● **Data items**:

Issue #767, opened 2019-06-11
NEG controller should create NEG for default backend when enabled


freehan:
NEG controller currently ignores default backend service even it has NEG enabled. This is because default backend service is not explicitly referenced in the ingress spec.

https://github.com/kubernetes/ingress-gce/blob/master/pkg/neg/controller.go#L309

rafi-greenberg:
@freehan  Just curious - does #789  only apply to ILB?

It seems that all our NEG-enabled services create default backends as instance groups.

![image](https://user-images.githubusercontent.com/3811209/90044484-8d239500-dc82-11ea-8188-c6588bbb1882.png)

spencerhance:
@rafi-greenberg right now this only applies to ILB.  @freehan are we planning on supporting this for ELB with neg default?

PR #789, opened 2019-06-29
Add support for L7-ILB (take 2)

spencerhance:
**This PR supersedes https://github.com/kubernetes/ingress-gce/pull/773**

Adds support for the L7 Internal Load Balancer to the controller.  A follow up PR with e2e tests will be added.

In the interest of time, I've added the L7-ILB work on top of https://github.com/kubernetes/ingress-gce/pull/788 so that it can be reviewed in tandem.  Unless you foresee *gigantic* changes in that PR, I would review this as well so it can be merged shortly after.  The first commit on this PR is from that branch.

Currently, the feature is flag-gated with the '--enable-l7-ilb' flag.  Enabling the flag will require resolving https://github.com/kubernetes/ingress-gce/issues/767

### DIFF
--- a/pkg/annotations/ingress.go
+++ b/pkg/annotations/ingress.go
@@ -54,6 +54,7 @@ const (
 	IngressClassKey      = "kubernetes.io/ingress.class"
 	GceIngressClass      = "gce"
 	GceMultiIngressClass = "gce-multi-cluster"
+	GceL7ILBIngressClass = "gce-internal"
 
 	// Label key to denote which GCE zone a Kubernetes node is in.
 	ZoneKey     = "failure-domain.beta.kubernetes.io/zone"
--- a/pkg/backends/backends.go
+++ b/pkg/backends/backends.go
@@ -14,6 +14,8 @@ limitations under the License.
 package backends
 
 import (
+	"fmt"
+	"k8s.io/ingress-gce/pkg/flags"
 	"net/http"
 
 	"github.com/GoogleCloudPlatform/k8s-cloud-provider/pkg/cloud/meta"
@@ -73,13 +75,18 @@ func (b *Backends) Create(sp utils.ServicePort, hcLink string) (*composite.Backe
 		PortName:     namedPort.Name,
 		HealthChecks: []string{hcLink},
 	}
-	ensureDescription(be, &sp)
 
+	if sp.L7ILBEnabled {
+		be.LoadBalancingScheme = "INTERNAL"
+	}
+
+	ensureDescription(be, &sp)
 	scope := features.ScopeFromServicePort(&sp)
 	key, err := composite.CreateKey(b.cloud, name, scope)
 	if err != nil {
 		return nil, err
 	}
+
 	if err := composite.CreateBackendService(b.cloud, key, be); err != nil {
 		return nil, err
 	}
@@ -161,10 +168,10 @@ func (b *Backends) Delete(name string, version meta.Version, scope meta.KeyType)
 }
 
 // Health implements Pool.
-func (b *Backends) Health(name string, version meta.Version, scope meta.KeyType) string {
+func (b *Backends) Health(name string, version meta.Version, scope meta.KeyType) (string, error) {
 	be, err := b.Get(name, version, scope)
 	if err != nil || len(be.Backends) == 0 {
-		return "Unknown"
+		return "Unknown", fmt.Errorf("error getting health for backend %s: %v", name, err)
 	}
 
 	// TODO: Look at more than one backend's status
@@ -177,21 +184,28 @@ func (b *Backends) Health(name string, version meta.Version, scope meta.KeyType)
 	case meta.Regional:
 		hs, err = b.cloud.GetRegionalBackendServiceHealth(name, b.cloud.Region(), be.Backends[0].Group)
 	default:
-		return "Unknown"
+		return "Unknown", fmt.Errorf("invalid scope for Health(): %s", scope)
 	}
 
 	if err != nil || len(hs.HealthStatus) == 0 || hs.HealthStatus[0] == nil {
-		return "Unknown"
+		return "Unknown", fmt.Errorf("error getting health for backend %q: %v", name, err)
 	}
 	// TODO: State transition are important, not just the latest.
-	return hs.HealthStatus[0].HealthState
+	return hs.HealthStatus[0].HealthState, nil
 }
 
 // List lists all backends managed by this controller.
 func (b *Backends) List() ([]*composite.BackendService, error) {
 	// TODO: for consistency with the rest of this sub-package this method
 	// should return a list of backend ports.
-	backends, err := composite.ListAllBackendServices(b.cloud)
+	var backends []*composite.BackendService
+	var err error
+	if flags.F.EnableL7Ilb {
+		backends, err = composite.ListAllBackendServices(b.cloud)
+	} else {
+		// TODO: (shance) this needs to be changed to not take a key
+		backends, err = composite.ListBackendServices(b.cloud, meta.GlobalKey(""), meta.VersionGA)
+	}
 	if err != nil {
 		return nil, err
 	}
--- a/pkg/backends/features/features.go
+++ b/pkg/backends/features/features.go
@@ -33,19 +33,22 @@ const (
 	FeatureSecurityPolicy = "SecurityPolicy"
 	// FeatureNEG defines the feature name of NEG.
 	FeatureNEG = "NEG"
+	// FeatureL7ILB defines the feature name of L7 Internal Load Balancer
+	// L7-ILB Resources are currently alpha and regional
+	FeatureL7ILB = "L7ILB"
 )
 
 var (
 	// versionToFeatures stores the mapping from the required API
 	// version to feature names.
 	versionToFeatures = map[meta.Version][]string{
-		meta.VersionBeta: []string{FeatureSecurityPolicy, FeatureHTTP2},
+		meta.VersionAlpha: []string{FeatureL7ILB},
+		meta.VersionBeta:  []string{FeatureSecurityPolicy, FeatureHTTP2},
 	}
-
 	// TODO: (shance) refactor all scope to be above the serviceport level
-	// scopeToFeatures stores the mapping from the required meta.KeyType
-	// to feature names
-	scopeToFeatures = map[meta.KeyType][]string{}
+	scopeToFeatures = map[meta.KeyType][]string{
+		meta.Regional: []string{FeatureL7ILB},
+	}
 )
 
 // SetDescription sets the XFeatures field for the given Description.
@@ -65,6 +68,9 @@ func featuresFromServicePort(sp *utils.ServicePort) []string {
 	}
 	if sp.NEGEnabled {
 		features = append(features, FeatureNEG)
+	}
+	if sp.L7ILBEnabled {
+		features = append(features, FeatureL7ILB)
 	}
 	// Keep feature names sorted to be consistent.
 	sort.Strings(features)
--- a/pkg/backends/ig_linker.go
+++ b/pkg/backends/ig_linker.go
@@ -94,6 +94,8 @@ func (l *instanceGroupLinker) Link(sp utils.ServicePort, groups []GroupKey) erro
 	}
 
 	// ig_linker only supports L7 HTTP(s) External Load Balancer
+	// Hardcoded here since IGs are not supported for non GA-Global right now
+	// TODO(shance): find a way to remove hardcoded values
 	be, err := l.backendPool.Get(sp.BackendName(l.namer), meta.VersionGA, meta.Global)
 	if err != nil {
 		return err
--- a/pkg/backends/syncer.go
+++ b/pkg/backends/syncer.go
@@ -65,6 +65,7 @@ func (s *backendSyncer) Sync(svcPorts []utils.ServicePort) error {
 		}
 	}
 	return nil
+
 }
 
 // ensureBackendService will update or create a BackendService for the given port.
@@ -81,7 +82,6 @@ func (s *backendSyncer) ensureBackendService(sp utils.ServicePort) error {
 	if be != nil {
 		// If the backend already exists, find out if it is using a legacy health check.
 		existingHCLink := getHealthCheckLink(be)
-		klog.V(3).Infof("Got exisiting HCLink: %v", existingHCLink)
 		if strings.Contains(existingHCLink, "/httpHealthChecks/") {
 			hasLegacyHC = true
 		}
@@ -175,7 +175,7 @@ func (s *backendSyncer) GC(svcPorts []utils.ServicePort) error {
 			return err
 		}
 
-		if err := s.healthChecker.Delete(name); err != nil {
+		if err := s.healthChecker.Delete(name, scope); err != nil {
 			return err
 		}
 	}
@@ -199,7 +199,7 @@ func knownPortsFromServicePorts(cloud *gce.Cloud, namer *utils.Namer, svcPorts [
 }
 
 // Status implements Syncer.
-func (s *backendSyncer) Status(name string, version meta.Version, scope meta.KeyType) string {
+func (s *backendSyncer) Status(name string, version meta.Version, scope meta.KeyType) (string, error) {
 	return s.backendPool.Health(name, version, scope)
 }
 
@@ -219,7 +219,7 @@ func (s *backendSyncer) ensureHealthCheck(sp utils.ServicePort, hasLegacyHC bool
 	if s.prober != nil {
 		probe, err := s.prober.GetProbe(sp)
 		if err != nil {
-			return "", err
+			return "", fmt.Errorf("Error getting prober: %v", err)
 		}
 		if probe != nil {
 			klog.V(4).Infof("Applying httpGet settings of readinessProbe to health check on port %+v", sp)
--- a/pkg/backends/syncer_test.go
+++ b/pkg/backends/syncer_test.go
@@ -100,7 +100,7 @@ func TestSync(t *testing.T) {
 			beName := sp.BackendName(defaultNamer)
 
 			// Check that the new backend has the right port
-			be, err := syncer.backendPool.Get(beName, features.VersionFromServicePort(&sp), meta.Global)
+			be, err := syncer.backendPool.Get(beName, features.VersionFromServicePort(&sp), features.ScopeFromServicePort(&sp))
 			if err != nil {
 				t.Fatalf("Did not find expected backend with port %v", sp.NodePort)
 			}
@@ -108,7 +108,7 @@ func TestSync(t *testing.T) {
 				t.Fatalf("Backend %v has wrong port %v, expected %v", be.Name, be.Port, sp)
 			}
 
-			hc, err := syncer.healthChecker.Get(beName, features.VersionFromServicePort(&sp))
+			hc, err := syncer.healthChecker.Get(beName, features.VersionFromServicePort(&sp), features.ScopeFromServicePort(&sp))
 			if err != nil {
 				t.Fatalf("Unexpected err when querying fake healthchecker: %v", err)
 			}
@@ -132,7 +132,7 @@ func TestSyncUpdateHTTPS(t *testing.T) {
 	syncer.Sync([]utils.ServicePort{p})
 	beName := p.BackendName(defaultNamer)
 
-	be, err := syncer.backendPool.Get(beName, features.VersionFromServicePort(&p), meta.Global)
+	be, err := syncer.backendPool.Get(beName, features.VersionFromServicePort(&p), features.ScopeFromServicePort(&p))
 	if err != nil {
 		t.Fatalf("Unexpected err: %v", err)
 	}
@@ -142,7 +142,7 @@ func TestSyncUpdateHTTPS(t *testing.T) {
 	}
 
 	// Assert the proper health check was created
-	hc, _ := syncer.healthChecker.Get(beName, features.VersionFromServicePort(&p))
+	hc, _ := syncer.healthChecker.Get(beName, features.VersionFromServicePort(&p), features.ScopeFromServicePort(&p))
 	if hc == nil || hc.Protocol() != p.Protocol {
 		t.Fatalf("Expected %s health check, received %v: ", p.Protocol, hc)
 	}
@@ -151,7 +151,7 @@ func TestSyncUpdateHTTPS(t *testing.T) {
 	p.Protocol = annotations.ProtocolHTTPS
 	syncer.Sync([]utils.ServicePort{p})
 
-	be, err = syncer.backendPool.Get(beName, features.VersionFromServicePort(&p), meta.Global)
+	be, err = syncer.backendPool.Get(beName, features.VersionFromServicePort(&p), features.ScopeFromServicePort(&p))
 	if err != nil {
 		t.Fatalf("Unexpected err retrieving backend service after update: %v", err)
 	}
@@ -162,7 +162,7 @@ func TestSyncUpdateHTTPS(t *testing.T) {
 	}
 
 	// Assert the proper health check was created
-	hc, _ = syncer.healthChecker.Get(beName, features.VersionFromServicePort(&p))
+	hc, _ = syncer.healthChecker.Get(beName, features.VersionFromServicePort(&p), features.ScopeFromServicePort(&p))
 	if hc == nil || hc.Protocol() != p.Protocol {
 		t.Fatalf("Expected %s health check, received %v: ", p.Protocol, hc)
 	}
@@ -176,7 +176,7 @@ func TestSyncUpdateHTTP2(t *testing.T) {
 	syncer.Sync([]utils.ServicePort{p})
 	beName := p.BackendName(defaultNamer)
 
-	be, err := syncer.backendPool.Get(beName, features.VersionFromServicePort(&p), meta.Global)
+	be, err := syncer.backendPool.Get(beName, features.VersionFromServicePort(&p), features.ScopeFromServicePort(&p))
 	if err != nil {
 		t.Fatalf("Unexpected err: %v", err)
 	}
@@ -186,7 +186,7 @@ func TestSyncUpdateHTTP2(t *testing.T) {
 	}
 
 	// Assert the proper health check was created
-	hc, _ := syncer.healthChecker.Get(beName, features.VersionFromServicePort(&p))
+	hc, _ := syncer.healthChecker.Get(beName, features.VersionFromServicePort(&p), features.ScopeFromServicePort(&p))
 	if hc == nil || hc.Protocol() != p.Protocol {
 		t.Fatalf("Expected %s health check, received %v: ", p.Protocol, hc)
 	}
@@ -195,7 +195,7 @@ func TestSyncUpdateHTTP2(t *testing.T) {
 	p.Protocol = annotations.ProtocolHTTP2
 	syncer.Sync([]utils.ServicePort{p})
 
-	beBeta, err := syncer.backendPool.Get(beName, features.VersionFromServicePort(&p), meta.Global)
+	beBeta, err := syncer.backendPool.Get(beName, features.VersionFromServicePort(&p), features.ScopeFromServicePort(&p))
 	if err != nil {
 		t.Fatalf("Unexpected err retrieving backend service after update: %v", err)
 	}
@@ -206,7 +206,7 @@ func TestSyncUpdateHTTP2(t *testing.T) {
 	}
 
 	// Assert the proper health check was created
-	hc, _ = syncer.healthChecker.Get(beName, meta.VersionAlpha)
+	hc, _ = syncer.healthChecker.Get(beName, features.VersionFromServicePort(&p), features.ScopeFromServicePort(&p))
 	if hc == nil || hc.Protocol() != p.Protocol {
 		t.Fatalf("Expected %s health check, received %v: ", p.Protocol, hc)
 	}
@@ -418,7 +418,7 @@ func TestSyncNEG(t *testing.T) {
 	// GC should garbage collect the Backend on the old naming schema
 	syncer.GC([]utils.ServicePort{svcPort})
 
-	bs, err := syncer.backendPool.Get(nodePortName, features.VersionFromServicePort(&svcPort), meta.Global)
+	bs, err := syncer.backendPool.Get(nodePortName, features.VersionFromServicePort(&svcPort), features.ScopeFromServicePort(&svcPort))
 	if err == nil {
 		t.Fatalf("Expected not to get BackendService with name %v, got: %+v", nodePortName, bs)
 	}
@@ -491,7 +491,7 @@ func TestEnsureBackendServiceProtocol(t *testing.T) {
 				fmt.Sprintf("Updating Port:%v Protocol:%v to Port:%v Protocol:%v", oldPort.NodePort, oldPort.Protocol, newPort.NodePort, newPort.Protocol),
 				func(t *testing.T) {
 					syncer.Sync([]utils.ServicePort{oldPort})
-					be, err := syncer.backendPool.Get(oldPort.BackendName(defaultNamer), features.VersionFromServicePort(&oldPort), meta.Global)
+					be, err := syncer.backendPool.Get(oldPort.BackendName(defaultNamer), features.VersionFromServicePort(&oldPort), features.ScopeFromServicePort(&oldPort))
 					if err != nil {
 						t.Fatalf("%v", err)
 					}
@@ -535,7 +535,7 @@ func TestEnsureBackendServiceDescription(t *testing.T) {
 				fmt.Sprintf("Updating Port:%v Protocol:%v to Port:%v Protocol:%v", oldPort.NodePort, oldPort.Protocol, newPort.NodePort, newPort.Protocol),
 				func(t *testing.T) {
 					syncer.Sync([]utils.ServicePort{oldPort})
-					be, err := syncer.backendPool.Get(oldPort.BackendName(defaultNamer), features.VersionFromServicePort(&oldPort), meta.Global)
+					be, err := syncer.backendPool.Get(oldPort.BackendName(defaultNamer), features.VersionFromServicePort(&oldPort), features.ScopeFromServicePort(&oldPort))
 					if err != nil {
 						t.Fatalf("%v", err)
 					}
@@ -563,7 +563,7 @@ func TestEnsureBackendServiceHealthCheckLink(t *testing.T) {
 
 	p := utils.ServicePort{NodePort: 80, Protocol: annotations.ProtocolHTTP, ID: utils.ServicePortID{Port: intstr.FromInt(1)}}
 	syncer.Sync([]utils.ServicePort{p})
-	be, err := syncer.backendPool.Get(p.BackendName(defaultNamer), features.VersionFromServicePort(&p), meta.Global)
+	be, err := syncer.backendPool.Get(p.BackendName(defaultNamer), features.VersionFromServicePort(&p), features.ScopeFromServicePort(&p))
 	if err != nil {
 		t.Fatalf("%v", err)
 	}
--- a/pkg/composite/utils.go
+++ b/pkg/composite/utils.go
@@ -47,22 +47,34 @@ func CreateKey(gceCloud *gce.Cloud, name string, scope meta.KeyType) (*meta.Key,
 }
 
 // TODO: (shance) generate this
-// TODO: (shance) add regional and alpha
 // TODO: (shance) populate scope
-// ListAllUrlMaps() merges all configured List() calls into one list of composite UrlMaps
+// TODO: (shance) figure out a better way to get version
+// ListAllUrlMaps() merges all configured List() calls into one list of composite UrlMaps.
+// This function combines both global and regional resources into one slice
+// so users must use ScopeFromSelfLink() to determine the correct scope
+// before issuing an API call.
 func ListAllUrlMaps(gceCloud *gce.Cloud) ([]*UrlMap, error) {
 	resultMap := map[string]*UrlMap{}
-	key1, err := CreateKey(gceCloud, "", meta.Global)
+
+	// TODO(shance): this needs to be replaced with 'scope' and not key
+	globalKey, err := CreateKey(gceCloud, "", meta.Global)
+	if err != nil {
+		return nil, err
+	}
+	regionalKey, err := CreateKey(gceCloud, "", meta.Regional)
 	if err != nil {
 		return nil, err
 	}
 
-	// List ga-global and regional-alpha
-	versions := []meta.Version{meta.VersionGA}
-	keys := []*meta.Key{key1}
+	for _, vk := range []struct {
+		v meta.Version
+		k *meta.Key //TODO(shance): change this to scope
+	}{
+		{meta.VersionGA, globalKey},
+		{meta.VersionAlpha, regionalKey},
+	} {
 
-	for i := range versions {
-		list, err := ListUrlMaps(gceCloud, keys[i], versions[i])
+		list, err := ListUrlMaps(gceCloud, vk.k, vk.v)
 		if err != nil {
 			return nil, fmt.Errorf("error listing all urlmaps: %v", err)
 		}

● **Task description**: Extract, please, the lines from the start of the entries above through the one with "Adds support for", both included, reproducing each exactly and adding nothing.

● **Response area**:
Issue #767, opened 2019-06-11
NEG controller should create NEG for default backend when enabled


freehan:
NEG controller currently ignores default backend service even it has NEG enabled. This is because default backend service is not explicitly referenced in the ingress spec.

https://github.com/kubernetes/ingress-gce/blob/master/pkg/neg/controller.go#L309

rafi-greenberg:
@freehan  Just curious - does #789  only apply to ILB?

It seems that all our NEG-enabled services create default backends as instance groups.

![image](https://user-images.githubusercontent.com/3811209/90044484-8d239500-dc82-11ea-8188-c6588bbb1882.png)

spencerhance:
@rafi-greenberg right now this only applies to ILB.  @freehan are we planning on supporting this for ELB with neg default?

PR #789, opened 2019-06-29
Add support for L7-ILB (take 2)

spencerhance:
**This PR supersedes https://github.com/kubernetes/ingress-gce/pull/773**

Adds support for the L7 Internal Load Balancer to the controller.  A follow up PR with e2e tests will be added.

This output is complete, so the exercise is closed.